PSA認定は、デバイスID、セキュア ブート、セキュア通信、ファームウェア更新、暗号化など、さまざまなセキュリティの側面をカバーするIoTデバイスの包括的なセキュリティ フレームワークを定義します。IoTデバイスのライフサイクル全体にわたるセキュリティ上の課題に対処するための標準化されたアプローチを提供します。このプログラムには、認定された研究所が実施する独立したセキュリティ評価が含まれており、PSA認定のセキュリティ要件に基づいてIoTデバイスのセキュリティ機能と実装を評価します。
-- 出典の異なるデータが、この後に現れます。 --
PR #222, opened 2016-04-26
Component utils

levithomason:
This PR is a breakout of #206.  It adds utils that facilitate writing and testing components without Semantic UI jQuery plugins.

The source is well annotated so I'm skipping comment annotations on this one.  Here is the summary:

**childrenUtils**

With our transition, we also are implementing our [v.1.0 component API](https://github.com/TechnologyAdvice/stardust/issues/208).  This means no more `className` use for component behavior and styling.  We extend child utils to facilitate some of this.

**domEvent**

With jQuery out of the picture we now need to handle events.  Both creating and dispatching them in tests.  Simulant gives a cross browser way to create real browser events (we're in phantomjs).  `domEvent` is our wrapper implementation of `simulant`.

**syntheticEvent**

Real browser events alone won't do, our tests rely on React's synthetic events.  This util is just that, basically an enum of synthetic events and their shape.  These are used to test component events.

### DIFF
--- a/test/utils/domEvent.js
+++ b/test/utils/domEvent.js
@@ -1,0 +1,35 @@
+import simulant from 'simulant'
+
+// ----------------------------------------
+// Simulate DOM Events on real DOM nodes
+// ----------------------------------------
+
+/**
+ * Generic method for dispatching an event on a DOM node.
+ * @param {String|Object} node A querySelector string or DOM node.
+ * @param {String} eventType A DOMString
+ * @param {Object} [data] Additional event data.
+ * @returns {Object} The event
+ */
+export const fire = (node, eventType, data = {}) => {
+  const DOMNode = typeof node === 'string' ? document.querySelector(node) : node
+  const event = simulant(eventType, data)
+
+  return simulant.fire(DOMNode, event)
+}
+
+/**
+ * Dispatch a 'keydown' event on a DOM node.
+ * @param {String|Object} node A querySelector string or DOM node.
+ * @param {Object} [data] Additional event data.
+ * @returns {Object} The event
+ */
+export const keyDown = (node, data) => fire(node, 'keydown', data)
+
+/**
+ * Dispatch a 'click' event on a DOM node.
+ * @param {String|Object} node A querySelector string or DOM node.
+ * @param {Object} [data] Additional event data.
+ * @returns {Object} The event
+ */
+export const click = (node, data) => fire(node, 'click', data)
--- a/package.json
+++ b/package.json
@@ -106,6 +106,7 @@
     "rimraf": "^2.5.2",
     "sass-loader": "^3.2.0",
     "semantic-ui-css": "^2.1.8",
+    "simulant": "^0.2.1",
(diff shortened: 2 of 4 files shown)


test/utils/domEvent.js
```diff
@@ -0,0 +1,46 @@
...
+/**
+ * Generic method for dispatching an event on a DOM node.
+ * @param {String|Object} node A querySelector string or DOM node.
+ * @param {String} eventType A DOMString
+ * @param {Object} [data] Additional event data.
+ * @returns {Object} The event
+ */
+export const fire = (node, eventType, data = {}) => {
+  const DOMNode = typeof node === 'string' ? document.querySelector(node) : node
+  // TODO remove hack once merged: https://github.com/Rich-Harris/simulant/pull/11
```
levithomason: Waiting, https://github.com/Rich-Harris/simulant/pull/11#issuecomment-214890331

kyleturco: Looks like he merged that in 👍

test/utils/domEvent.js
```diff
@@ -0,0 +1,46 @@
...
+  // simulant has issues
+  //   - throws if params is not defined with 'keydown'
+  //   - does not extend with 'code' param, which we need for 'keydown'
+  // to solve these we:
+  //   - use an empty params object
+  //   - assign our own params
+
+  const DONT_USE_THESE_PARAMS = {}
+  const event = simulant(eventType, DONT_USE_THESE_PARAMS)
```
kyleturco: Just curious - What is `DONT_USE_THESE_PARAMS` doing? Seems like an intense name

kyleturco:
🐓  Looks great!

test/utils/domEvent.js
```diff
@@ -0,0 +1,46 @@
...
+  return extendedEvent
+}
+
+/**
+ * Dispatch a 'keydown' event on a DOM node.
+ * @param {String|Object} node A querySelector string or DOM node.
+ * @param {Object} [data] Additional event data.
+ * @returns {Object} The event
+ */
+export const keyDown = (node, data) => fire(node, 'keydown', data)
```
dvdzkwsk, line 27: Just because I have to whenever I see repeated code like this:

``` js
const fire = curry((event, node, data) => { ... })

export const keyDown = fire('keydown')
export const click = fire('click')

click(node, data)
```

test/utils/domEvent.js
levithomason: Woop, updating.

test/utils/domEvent.js
levithomason: Aye, intense for exactly that reason.  The bug I fixed in `simulant` was centered around passing in event data in that arg.  Wanted to ensure no one ever put data in that object, it had to remain empty.

With the bug fixed merged and shipped, I can remove this now.

test/utils/domEvent.js
levithomason, line 27: May implement this on the cleanup PR once the breakout is done being merged.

これらの評価の独立性により、認定デバイスのセキュリティに関する主張の信頼性と信頼が高まります。
PSA Certifiedは、IoTデバイスのセキュリティ機能に基づいて、レベル1 (ベースライン) からレベル3 (高度) までのさまざまなレベルの認定を提供します。各レベルは、セキュリティ保証のレベルの増加を表します。組織は、特定のセキュリティ要件とIoTデバイスの目的に基づいて、適切な認証レベルを選択できます。
IoT製品メーカーの場合、PSA認定を取得することで、IoTデバイスがシステム信頼チェーンにおける信頼アンカーとして機能できるようになります。規制が進化し、強化され続ける中、新しい設計は将来を見据えたものでなければならず、欧州、北米、アジア太平洋地域の要件を満たし、製品開発の業界のベストプラクティスに沿ったものでなければなりません。
チップサプライヤーに対する最近の調査によると、顧客が安全な製品を開発する上での主な障害は、社内のセキュリティ専門知識の不足です。最終顧客がこれを要求しているため、製品メーカーは信頼できる製品を構築/開発し、製品開発中のリスクと責任を軽減する必要があります。
PSA認定には、認定された研究所が実施する独立したセキュリティ評価が含まれており、PSA認定のセキュリティ要件に基づいてIoTデバイスのセキュリティ機能と実装を評価します。これらの評価を通じて、組織はデバイスのセキュリティ機能の客観的な評価を取得し、規制や標準への準拠を実証できます。
PSA認定は、EUのネットワークおよび情報システム (NIS) 指令や英国の消費者向けIoTセキュリティ ベスト プラクティス ガイドラインなど、既存のサイバーセキュリティ規制および標準に準拠しています。PSA Certifiedによって定義されたセキュリティの原則と要件を遵守することで、組織はこれらの規制への準拠を保証し、セキュリティへの取り組みを実証し、顧客、パートナー、規制当局との信頼関係を構築できます。これは、IoTデバイスの特定のサイバーセキュリティ規制と標準を満たすための構造化されたアプローチを提供し、組織がIoTセキュリティ要件の複雑な状況に効果的に対処できるようにします。
PSA認定を取得することは、業界の規制に準拠していることを意味します。PSA認証は、EN 303 645、NIST 8259A、SB-327、UK DCMS、ENISA (WIP)、IEC 62443 4-2、CSA-311などの今後の規制や標準に積極的に準拠し、UL、ioXt、SESIP、DLC、Amazon Alexa、Munich RE、Matterなどの組織と連携して、コラボレーションを促進し、再利用を可能にします。
ArrowとPSA Certifiedはデザインの進化をお手伝いします
PSA認定フレームワークの手順には、セキュリティ要件の分析、安全な設計の設計、設計の作成、安全な設計の検証が含まれます。OEM向けのPSA認定レベル1 IoTセキュリティ フレームワークには、一意の識別、セキュリティ ライフサイクル、認証、セキュア ブート、セキュア アップデート、アンチロールバック、分離、インタラクション、セキュア ストレージ、暗号化/信頼できるサービスなど、10の主要目標があり、独立して検証されたIoTセキュリティ評価への道筋を提供します。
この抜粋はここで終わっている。